Venezuelan mom breaks silence after loss of baby girl

Venezuelan mom breaks silence after loss of baby girl

Difranceis Robles wipe her tears away, as she recalls her ordeal of her baby being stillborn at the San Fernando General Hospital two Saturdays ago. At right is her common-law husband Amit Gannah, at their home in Oropouche. RISHI RAGOONANTH

 

Emotionally shattered after delivering a stillborn baby at the San Fernando General Hospital, Venezuelan migrant Difranceis Robbles says she not only lost her baby but any chance of starting a family with her Trinidadian common-law husband.

By Sascha Wilson/ Guardian





Robbles said she consented to tie her tubes during the C-section because she thought her unborn baby would survive. Sadly, on January 2, 22-year-old Robbles gave birth to a stillborn girl.

It was her third C-section, but the first baby for her husband Amit Gannah.

The couple is blaming negligence by the medical staff for the loss of their baby.

With assistance from a translator app on her cellphone, she lamented, “They took a life from me. We wanted the baby a lot. I took care of myself a lot. We always went to the clinic with my husband and they took away the last chance to have another baby.” With tears streaming down her face, she recalled that when she got to the hospital she was in excruciating pain and bleeding. She said she begged the nurses and doctors to help her but the caesarian was only done hours later.

Although she felt something was wrong, Robbles said she did not think that her baby was dead.

Gannah said the doctors at the maternity clinic told them that she had to do a caesarian section. He claimed that in her medical files it was stated that if she experienced pain or any complication a C-section ought to have been done immediately.

He said his wife first took in with pain on Tuesday, December 29 and was rushed to the hospital. She was prepped for surgery but it was not done.

Instead, he said she was injected with pain medication and discharged the following day. She was given also an admission slip to return to the hospital on January 7 for the caesarean section to be done the following day.

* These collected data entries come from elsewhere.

PR #29, opened 2020-04-15
Timeinfo

rennergade:
Updates lind to use a flag "-t" to get timeinfo without extraneous logging.


jesings (commented):
This is a pretty trivial PR, I have no comments. Looks good!

PR #30, opened 2020-04-29
Mmap

jesings:


src/shared/platform/posix/nacl_host_desc.c
```diff
@@ -183,7 +186,14 @@ uintptr_t NaClHostDescMap(struct NaClHostDesc *d,
    */
   tmp_prot = host_prot & ~PROT_EXEC;
   need_exec = (0 != (PROT_EXEC & host_prot));
-  map_addr = mmap(start_addr, len, tmp_prot, host_flags, desc, offset);
+  if(!start_addr){
+    NaClLog(LOG_FATAL,
+            "NaClHostDescMap: start_addr cannot be NULL.\n");
+  }
+  whichcage = d ? d->cageid : 0;
```
rennergade, line 196: I think a bit of commenting here would be helpful for the future, I understand what's going on but we had talked about it.

src/trusted/service_runtime/nacl_syscall_common.c
```diff
@@ -1527,12 +1527,13 @@ static int32_t MunmapInternal(struct NaClApp *nap, uintptr_t sysaddr, size_t len
    * zero-filled pages, which should be copy-on-write and thus
    * relatively cheap.  Do not open up an address space hole.
    */
-  if (MAP_FAILED == mmap((void *) sysaddr,
-                         length,
-                         PROT_NONE,
-                         MAP_PRIVATE | MAP_ANONYMOUS | MAP_FIXED,
-                         -1,
-                         (off_t) 0)) {
+  if (MAP_FAILED == lind_mmap((void *) sysaddr,
```
rennergade, line 1530: So we're still mmaping zeros here again to munmap, but you added munmap in SafePOSIX. I'm a bit confused as to what the goal is still.

rennergade (commented):
Mostly standard, had a few questions.

src/shared/platform/posix/nacl_host_desc.c
jesings: Okay will do.

src/trusted/service_runtime/nacl_syscall_common.c
jesings: We are still mmapping 0s, I added munmap to SafePOSIX to complete the API, because I think we'd really have to futz around with NaCl's internal memory map in order to change this behavior and not have lots of seg faults or a huge memory leak.
We can do that if you think it's necessary though. Although if we do that that can be in a separate branch/merge I think.

src/shared/platform/posix/nacl_host_desc.c
jesings: Added!

src/trusted/service_runtime/nacl_syscall_common.c
rennergade: Yeah thats fine. We should continue to do what they implemented, I just want to make sure we don't get confused about this in the future.

PR #31, opened 2020-05-20
Mmapfix

jesings:


src/shared/platform/posix/nacl_host_desc.c
```diff
@@ -203,7 +203,7 @@ uintptr_t NaClHostDescMap(struct NaClHostDesc *d,
    */
   mapbottom = lind_mmap(start_addr, len, tmp_prot, host_flags, desc, offset, whichcage);
   //MAP_FAILED is -1, so bitwise or will have no effect
-  map_addr = (void*) (topbits | (long) mapbottom);
+  map_addr = (void*) (mapbottom == (unsigned int) -1 ? (unsigned long) -1L : topbits | (unsigned long) mapbottom);
```
rennergade, line 209: Also comment here. In general ternary's can be confusing so it should be explained, especially since it was causing us an error here.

But, on Saturday, January 2 around 1 am she started experiencing severe pain and was taken to the hospital via ambulance. Her common-law husband said on the way to the hospital, the baby was moving. They got there around 1.30 am and an hour later the doctors told him they were not detecting the baby’s heartbeat.

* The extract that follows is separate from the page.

PR #34, opened 2020-08-02
Added Exit() Interface & RPC

kliu513:


rennergade:
This looks good and is ready to merge, but needs to be merged with both repy and glibc. Was there supposed to be a new GLIBC PR as well?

Gannah said they told him they wanted to wait another hour to see if she could have a natural childbirth. He explained to them that she was supposed to have an immediate C-section, but it was not until 5.30 am that she was wheeled into the theatre. She spent five hours in the theatre and then his baby’s lifeless body was brought to him. Robbles sobbed, “I just want fairness to be done because it is not right for them to play with the lives of babies. Other people have experienced the same thing and this is not fair because after so long with a baby inside, feeling it inside of you and then losing it due to medical oversight. I want justice done because it cannot continue like this.”

Robbles claimed that she was ill-treated numerous times by the staff when she visited the hospital and questioned whether or not it was because she was a Venezuelan.

Gannah initially gave the hospital permission to take care of his baby’s body, but now he wants the body released to him so he could have a private funeral. He also wants to be present for the autopsy. Gannah believes his wife would need counselling because she has not stopped crying.

She discharged herself from the hospital last week Tuesday.

The South West Regional Health Authority is investigating the couple’s claims.